- **Assigned task**: Every entry must appear in the output exactly as it does here.

- **Material provided**:
PR #18, opened 2016-08-22
1. Replace +Lead with idea of emerging Engineer Leadership

lukemorton:
Previously we used +Lead to encompass the properties that are required to ensure engagements go smoothly. As we developed the traits we wish to encourage we've seen more and more of the expectations of +Lead fall under other traits and therefore feel +Lead isn't a trait in and of itself.

Engineer Leadership should be recognised, and is useful when forming teams. A primary point of contact and someone responsible for the commercial success of an engagement is required within a team in order for that team and engagement to run itself. However rather than grouping expectations around +Lead we recognise Leadership as an emergent property when an Engineers begins to exhibit more and more traits.

### DIFF
--- a/roles/engineer.md
+++ b/roles/engineer.md
@@ -56,3 +56,13 @@ We need someone:
 
  - to provide a mentorship role to a colleague
  - to encourage learning across the company
+
+## Engineer Leadership
+
+Traits recognise value that Engineers can provide customers and the company. They are hats and as Engineers develop their skills, Engineers will begin to wear more of those hats. Leadership is a quality that emerges out of individual traits. The longer an Engineer wears a trait the more of a leader in that area they will become.
+
+Engineer Leadership is a property that emerges when an individual becomes a leader across multiple traits and starts to perform more vital roles within engagements with customers.
+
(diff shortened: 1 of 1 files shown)


roles/engineer.md
```diff
@@ -50,24 +50,19 @@ We need someone:
...
-- to be improving our practices across the business within 3 months
+Traits recognise value that Engineers can provide customers and the company. They are hats and as Engineers develop their skills, Engineers will begin to wear more of those hats. Leadership is an emergent quality that develops under individual traits. The longer an Engineer wears a trait the more of a leader in that area they will become.
 
-### +Mentor
+Engineer Leadership is a property that emerges when an individual becomes a leader across multiple traits and starts to perform more vital roles within engagements with customers.
 
-We need someone:
+For example, when an Engineer becomes a leader in +Customer and +Delivery they will naturally begin to be the primary point of contact to the customer for the engagement, not just in regards to communication and agile process but also in other commercial areas. Relationships will naturally evolve between Engineers fulfilling more skills in the team and the customer, this seniority will be recognised. As these relationships develop with customers, more commercial level responsibility will fall on this emerging leader.
```
chrisblackburn: Is 'fulfilling skills' right?

chrisblackburn: 'will fall' or 'should be assumed'? responsibility being taken rather than given, and all that

lukemorton:
@chrisblackburn Improved the wording here.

- **Task output**:
PR #18, opened 2016-08-22
1. Replace +Lead with idea of emerging Engineer Leadership

lukemorton:
Previously we used +Lead to encompass the properties that are required to ensure engagements go smoothly. As we developed the traits we wish to encourage we've seen more and more of the expectations of +Lead fall under other traits and therefore feel +Lead isn't a trait in and of itself.

Engineer Leadership should be recognised, and is useful when forming teams. A primary point of contact and someone responsible for the commercial success of an engagement is required within a team in order for that team and engagement to run itself. However rather than grouping expectations around +Lead we recognise Leadership as an emergent property when an Engineers begins to exhibit more and more traits.

### DIFF
--- a/roles/engineer.md
+++ b/roles/engineer.md
@@ -56,3 +56,13 @@ We need someone:
 
  - to provide a mentorship role to a colleague
  - to encourage learning across the company
+
+## Engineer Leadership
+
+Traits recognise value that Engineers can provide customers and the company. They are hats and as Engineers develop their skills, Engineers will begin to wear more of those hats. Leadership is a quality that emerges out of individual traits. The longer an Engineer wears a trait the more of a leader in that area they will become.
+
+Engineer Leadership is a property that emerges when an individual becomes a leader across multiple traits and starts to perform more vital roles within engagements with customers.
+
(diff shortened: 1 of 1 files shown)


roles/engineer.md
```diff
@@ -50,24 +50,19 @@ We need someone:
...
-- to be improving our practices across the business within 3 months
+Traits recognise value that Engineers can provide customers and the company. They are hats and as Engineers develop their skills, Engineers will begin to wear more of those hats. Leadership is an emergent quality that develops under individual traits. The longer an Engineer wears a trait the more of a leader in that area they will become.
 
-### +Mentor
+Engineer Leadership is a property that emerges when an individual becomes a leader across multiple traits and starts to perform more vital roles within engagements with customers.
 
-We need someone:
+For example, when an Engineer becomes a leader in +Customer and +Delivery they will naturally begin to be the primary point of contact to the customer for the engagement, not just in regards to communication and agile process but also in other commercial areas. Relationships will naturally evolve between Engineers fulfilling more skills in the team and the customer, this seniority will be recognised. As these relationships develop with customers, more commercial level responsibility will fall on this emerging leader.
```
chrisblackburn: Is 'fulfilling skills' right?

chrisblackburn: 'will fall' or 'should be assumed'? responsibility being taken rather than given, and all that

lukemorton:
@chrisblackburn Improved the wording here.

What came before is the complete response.